Concurrent Execution Strategy

While Whisper and LLM run sequentially per utterance (LLM needs Whisper’s output), multiple optimizations enable concurrency:

Streaming Whisper output: Begin LLM processing as soon as the first sentence is decoded, while Whisper continues on remaining audio
Pipeline overlap: While LLM refines utterance N, Whisper can begin processing utterance N+1
Parallel model prep: Load/warm-up both models concurrently during preloading

/// Orchestrates overlapped pipeline execution
actor PipelineOrchestrator {
    private let whisperEngine: WhisperEngine
    private let llmEngine: LLMEngine

    init(whisperEngine: WhisperEngine, llmEngine: LLMEngine) {
        self.whisperEngine = whisperEngine
        self.llmEngine = llmEngine
    }

    /// Process audio with pipeline overlap
    func processAudio(_ audioBuffer: [Float]) -> AsyncStream<String> {
        AsyncStream { continuation in
            Task {
                // Start Whisper transcription
                let rawSegments = await whisperEngine.transcribeStreaming(audioBuffer)

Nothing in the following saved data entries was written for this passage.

PR #2446, opened 2024-09-11
Make dummy learning less dummy

jotare:
### Description
Dummy utilities are sometimes too dummy. Make them a bit more useful and aware of things

### How was this PR tested?


nucliadb/src/nucliadb/writer/api/v1/export_import.py
```diff
@@ -75,6 +83,52 @@ async def start_kb_export_endpoint(request: Request, kbid: str):
...
+    context = get_app_context(request.app)
+
+    # Read stream and parse learning configuration
+    stream_reader = ExportStreamReader(request.stream())
+    learning_config, leftover_bytes = await stream_reader.maybe_read_learning_config()
+    if learning_config is None:
+        raise Exception(
+            "Trying to import an export missing learning config. Try using import on an existing KB"
+        )
+    print("Import learning config:", learning_config)
```
lferran, line 105: print!

nucliadb/src/nucliadb/learning_proxy.py
```diff
@@ -418,3 +416,69 @@ def _handle_request(self, *args: Any, **kwargs: Any) -> httpx.Response:
...
+    async def get_configuration(self, kbid: str) -> Optional[LearningConfiguration]:
+        return self.in_memory_configs.get(kbid, None)
+
+    async def set_configuration(self, kbid: str, config: dict[str, Any]) -> LearningConfiguration:
+        parsed_config = LearningConfiguration.model_validate(config)  #
+        self.in_memory_configs[kbid] = parsed_config
+        return parsed_config
+
+    async def delete_configuration(self, kbid: str) -> None:
+        self.in_memory_configs.pop(kbid, None)
```
lferran, line 477: This is not stored as part of the global state anywhere right?
So from one request to the next, the config won't be "persisted" even if the process hasn't restarted

nucliadb/src/nucliadb/writer/api/v1/export_import.py
```diff
@@ -75,6 +83,52 @@ async def start_kb_export_endpoint(request: Request, kbid: str):
         return CreateExportResponse(export_id=export_id)
 
 
+@only_for_onprem
+@api.post(
+    f"/{KBS_PREFIX}/import",
+    summary="Create a KB from an export and import its content",
+    tags=["Knowledge Boxes"],
+    # response_model=CreateImportResponse,
```
lferran, line 91: can you add the param that excludes the endpoint def from the docs?

nucliadb/src/nucliadb/writer/api/v1/export_import.py
```diff
@@ -75,6 +83,52 @@ async def start_kb_export_endpoint(request: Request, kbid: str):
...
+            yield leftovers
+        async for chunk in stream:
+            yield chunk
+
+    import_id = uuid4().hex
+    await importer.import_kb(
+        context=context, kbid=kbid, stream=stream_with_leftovers(leftover_bytes, request.stream())
+    )
+
+    return (kbid, slug, import_id)
```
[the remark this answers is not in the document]
jotare: Yes, just pushed it

nucliadb/src/nucliadb/writer/api/v1/export_import.py
jotare: Sure

nucliadb/src/nucliadb/writer/api/v1/export_import.py
```diff
@@ -75,6 +84,53 @@ async def start_kb_export_endpoint(request: Request, kbid: str):
...
+@requires_one([NucliaDBRoles.MANAGER, NucliaDBRoles.WRITER])
+@version(1)
+async def kb_create_and_import_endpoint(request: Request) -> NewImportedKbResponse:
+    context = get_app_context(request.app)
+
+    # Read stream and parse learning configuration
+    stream_reader = ExportStreamReader(request.stream())
+    learning_config, leftover_bytes = await stream_reader.maybe_read_learning_config()
+    if learning_config is None:
+        raise Exception(
```
lferran, line 104: Return proper http error with a message in the response?

nucliadb/src/nucliadb/learning_proxy.py
jotare: Ups! Changed for a global LRU

nucliadb/src/nucliadb/writer/api/v1/export_import.py
```diff
@@ -75,6 +84,55 @@ async def start_kb_export_endpoint(request: Request, kbid: str):
...
+
+    # Import contents to the new KB
+
+    async def stream_with_leftovers(leftovers: bytes, stream: AsyncGenerator[bytes, None]):
+        if len(leftovers) > 0:
+            yield leftovers
+        async for chunk in stream:
+            yield chunk
+
+    await importer.import_kb(
```
lferran, line 126: I think we should not be importing synchronously here, and we should return the import_id for the client to check the status

jotare: Why not? I'm following the pattern of the regular import where standalone does this and hosted uploads to a bucket and then imports

lferran (approved):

                // Process each segment through LLM as it becomes available
                for await segment in rawSegments {
                    let refined = try? await llmEngine.refine(segment)
                    continuation.yield(refined ?? segment)
                }

                continuation.finish()
            }
        }
    }
}

// Protocol stubs for the example
protocol WhisperEngine {
    func transcribeStreaming(_ audio: [Float]) async -> AsyncStream<String>
}

protocol LLMEngine {
    func refine(_ text: String) async throws -> String
}

💡 Streaming Optimization: For short utterances (under 5 seconds), the overhead of streaming is not worth it — just run Whisper to completion then LLM. For longer dictation sessions (30+ seconds), streaming reduces perceived latency significantly because the user sees refined text appearing while still speaking.

Document	Relevance
Architecture Overview	System component graph, dependency injection, manager lifecycle
Speech Recognition	Whisper integration details, audio pipeline, VAD configuration
LLM Processing	llama.cpp integration, prompt engineering, token generation
Model Management	Model download, storage, versioning, user-facing model picker
Tech Stack	Full dependency list, version requirements, build configuration

This document should be updated whenever new Apple Silicon generations are released, when whisper.cpp or llama.cpp make significant performance changes, or when new quantization formats become available.